You know exactly when it's going to happen again, and there's nothing you can do to stop it.

 

You’d think knowing when it’s coming would help. It doesn’t. I was constantly on the clock, trying to put in the legwork to earn enough grace to see me through the bad weeks.

 

Just as you start to feel okay, it starts all over again. The immense sense of relief when it eventually breaks and you start to recognise yourself again, is very quickly replaced by the intense nervous energy that fuels your reparation mission. 

 

It's fashionable now to say "it's good to talk", and "it's OK to not be OK". In my experience, sharing your condition with the wrong people gives them cause to write you off, to dismiss you, to tell you how you feel and what you need, because you can't possibly make decisions about your life in the state you're in.

 

It lets them excuse the worst of their behaviour because their mistreatment of you is your fault. And most of the time, you agree that you probably do deserve it.

 

PMDD doesn't create feelings; it lowers the barrier that lets them through unprocessed and unregulated.

 

I lived all my emotions out loud, and with my inability to express myself eloquently, came a complete invalidation of anything I had to say.

I knew I shouldn't have children, which is not the same as not wanting them.

 

I could picture very clearly my tiny five-year-old heading off to school, terrified by the thought of what mood Mum would be in when they got home, and that wasn't damage I was willing to inflict. 

 

I was told that women under the age of 35 are unlikely to be given surgery, because if they don't have children, and think they don't want children, they're probably wrong, and they will inevitably change their mind. The doctor who referred me for surgery ended the appointment by reassuring me that "if you do meet the love of your life, there's always adoption". The entire purpose of a woman is to have children, after all...

 

The time between being referred for and receiving surgery is, thankfully, quite blurry to me now. During that time, I was receiving GnRH injections, the effects of which were catastrophic, and the damage to my mind, body, and relationships will never be undone. I find myself disproportionately reacting to seemingly meaningless things in ways that even I don’t understand, to later realise some buried memory has quietly pulled itself from the past to the present out of nowhere. 

 

I am glad I had the surgery, and it has brought me a lot of relief, but it is not a cure by any means. The road to get there was traumatic in its own way, and I have new challenges to navigate now.

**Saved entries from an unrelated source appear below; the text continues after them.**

PR #1055, opened 2016-06-15
16334 and 16332 fixes

yuriw:
Fixes http://tracker.ceph.com/issues/16334
Fixes http://tracker.ceph.com/issues/16332

### DIFF
--- a/suites/rados/singleton-nomsgr/all/lfn-upgrade-infernalis.yaml
+++ b/suites/rados/singleton-nomsgr/all/lfn-upgrade-infernalis.yaml
@@ -21,6 +21,7 @@ overrides:
     - scrub mismatch
     - ScrubResult
     - failed to encode
+    - wrongly marked me down
 roles:
 - - mon.a
   - osd.0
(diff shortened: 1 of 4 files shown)


suites/rados/singleton-nomsgr/all/lfn-upgrade-infernalis.yaml
```diff
@@ -21,6 +21,7 @@ overrides:
     - scrub mismatch
     - ScrubResult
     - failed to encode
+    - wrongly marked me down
```
athanatos: Need to get lfn-upgrade-hammer.yaml as well.

smithfarm:
@yuriw This happened in http://pulpito.ceph.com/smithfarm-2016-07-02_01:06:27-rados-hammer-backports---basic-smithi/287997 - which is `rados/singleton/{all/osd-backfill.yaml fs/btrfs.yaml msgr-failures/many.yaml}` so not exactly the same test.

PR #1057, opened 2016-06-20
tasks/scrub_test: use fuse path (do not assume filestore!)

liewegas:


liewegas:
http://pulpito.ceph.com/sage-scrub-a/267490/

I drive myself mad thinking about how different life could have been if I didn't have this condition; if the sliding doors moments had happened just one week later - the breakups I didn't really want, the parties I didn't attend or the friends I cancelled plans on one too many times. I think about all the travelling I haven't done, all the people I haven't met and all the risks I haven't taken.

 

Everyone tells me there's still time, but time is not the issue. I have performed my learned personality for so long, I don't know how to stop. I laugh at things I don't find funny. I do hobbies I don't enjoy. I don't know who I like or what I like or why I like it. I have a lot to unlearn before I can start again. I'm quiet and shy, observant and thoughtful. I like being still. I like the peacefulness of being alone. I like to go unnoticed by anyone I don't choose to be noticed by. I only hope to be content. I prefer the ordinary moments to the ones people tell their grandchildren about. I don't think there's a person in the world who would describe me like that. 

I hope Hollow will create some good out of it all.

 

Hollow is for the people irrationally crying because they have no mayonnaise for their tuna and the people who can never be too far away from home in case they panic and shut down. It's for anyone who always cancels the plans they want to keep, who isolate themselves because it doesn't feel fair to ask people to stick around.

 

Someone else out there needs to know they’re not crazy. Someone else is dragging themselves through this, thinking no one else has ever felt this way.

 

To anyone I have hurt, I will be sorry forever. The damage counts, no matter why I caused it.

This is something you endure, not something you are.